To Select a feature and two clusters
We select feature number 0, 1st column, clusters number 5 and 9.

We are going to validate the mean of feature 0

And compare within cluster means C5 and C9

And compare C9 and the grand mean

In [9]:
feature_n = 0

In [10]:
def compute_confidence(resampled_means):
    
    """
        Compute the confidence interval
        Arguments: 
            resampled_means data, numpy array.
        Returns:
            bootstrap means, bootstrap std, and pivotal and non pivotal boundries
    """
    
    # pivotal method:
    boots_mean = np.mean(resampled_means)
    boots_std = np.std(resampled_means)
    
    
    lbp = boots_mean - 1.96*boots_std  # left bound pivotal
    rbp = boots_mean + 1.96*boots_std  # right bound pivotal

    # Non-pivotal:
    lower_bound_index = int((len(resampled_means))*.025)
    higher_bound_index = int((len(resampled_means))*.975)
    resampled_mean_sorted = sorted(resampled_means,)
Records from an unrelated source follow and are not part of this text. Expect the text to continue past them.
PR #237, opened 2019-08-23
MAISTRA-842 only update smcp status when condition status changes

rcernich:

### DIFF
--- a/pkg/controller/servicemesh/controlplane/reconciler.go
+++ b/pkg/controller/servicemesh/controlplane/reconciler.go
@@ -72,6 +72,12 @@ const (
 )
 
 func (r *ControlPlaneReconciler) Reconcile() (result reconcile.Result, err error) {
+	if r.Status.GetCondition(v1.ConditionTypeReconciled).Status != v1.ConditionStatusFalse { 
+		r.initializeReconcileStatus()
+		err := r.PostStatus()
+		return reconcile.Result{}, err // ensure that the new reconcile status is posted immediately. Reconciliation will resume when the status update comes back into the operator
+	}
+
 	var ready bool
 	// make sure status gets updated on exit
 	reconciledCondition := r.Status.GetCondition(v1.ConditionTypeReconciled)
@@ -79,6 +85,7 @@ func (r *ControlPlaneReconciler) Reconcile() (result reconcile.Result, err error
 	reconciliationReason := reconciledCondition.Reason
 	reconciliationComplete := false
 	defer func() {
+		// this ensures we're updating status (if necessary) and recording events on exit
 		if statusErr := r.postReconciliationStatus(reconciliationReason, reconciliationMessage, err); statusErr != nil {
 			if err == nil {
 				err = statusErr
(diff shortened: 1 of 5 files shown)


pkg/controller/servicemesh/controlplane/reconciler.go
```diff
@@ -490,13 +502,30 @@ func (r *ControlPlaneReconciler) postReconciliationStatus(reconciliationReason v
...
 	} else {
-		reconciledCondition.Message = fmt.Sprintf("%s: error: %s", reconciliationMessage, processingErr)
-		r.Manager.GetRecorder(controllerName).Event(r.Instance, corev1.EventTypeWarning, reason, reconciliationMessage)
+		// grab the cause, as it's likely the error includes the reconciliation message
+		reconciledCondition.Message = fmt.Sprintf("%s: error: %s", reconciliationMessage, errors.Cause(processingErr))
+		r.Manager.GetRecorder(controllerName).Event(r.Instance, corev1.EventTypeWarning, reason, reconciledCondition.Message)
 	}
 	r.Status.SetCondition(reconciledCondition)
+
+	// we should only post status updates if condition status as changed
```
luksa: as -> has

pkg/controller/servicemesh/controlplane/reconciler.go
```diff
@@ -72,13 +72,20 @@ const (
 )
 
 func (r *ControlPlaneReconciler) Reconcile() (result reconcile.Result, err error) {
+	if r.Status.GetCondition(v1.ConditionTypeReconciled).Status != v1.ConditionStatusFalse { 
+		r.initializeReconcileStatus()
+		r.PostStatus()
```
luksa: unhandled error

pkg/controller/servicemesh/controlplane/reconciler.go
```diff
@@ -490,13 +502,30 @@ func (r *ControlPlaneReconciler) postReconciliationStatus(reconciliationReason v
...
+	if r.skipStatusUpdate() {
+		return nil
+	}
+
 	return r.PostStatus()
 }
 
+func (r *ControlPlaneReconciler) skipStatusUpdate() bool {
+	for _, conditionType := range []v1.ConditionType{v1.ConditionTypeInstalled, v1.ConditionTypeReconciled, v1.ConditionTypeReady} {
+		// TODO: what if the status is the same, but the reason is different? - we should also compare the reason
```
luksa: I think only checking the status is correct. The reason only applies when the status actually transitions from one state to the other. We should never update the status if the state doesn't change, regardless if the underlying reason changes.

luksa (changes requested):

pkg/controller/servicemesh/controlplane/reconciler.go
rcernich: removed

pkg/controller/servicemesh/controlplane/reconciler.go
rcernich: returning the error now

pkg/controller/servicemesh/controlplane/reconciler.go
rcernich: updated

luksa (approved):
LGTM. Events and conditions look perfect now.

knrc (approved):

    lbn = resampled_mean_sorted[lower_bound_index]  # left bound non pivotal
    rbn = resampled_mean_sorted[higher_bound_index]  # right bound non pivotal
    
    return boots_mean, boots_std, lbp, rbp, lbn, rbn

In [11]:
def bootstrapping(x, x_idx_1, x_idx_2, n_resample, n_bootstrap):
    
    """
        x, a 1-D array, representing the random samples.
        x_idx, a 1-D array, representing the random samples indices:
            e.g 1st cluster indices (membership vector) or
            a range from 0 to number of random samples.
        n_resample, an int., representing the random sampling size.
        n_bootstrap, an int, representing the number of 
            repeats in the bootstrapping procedure.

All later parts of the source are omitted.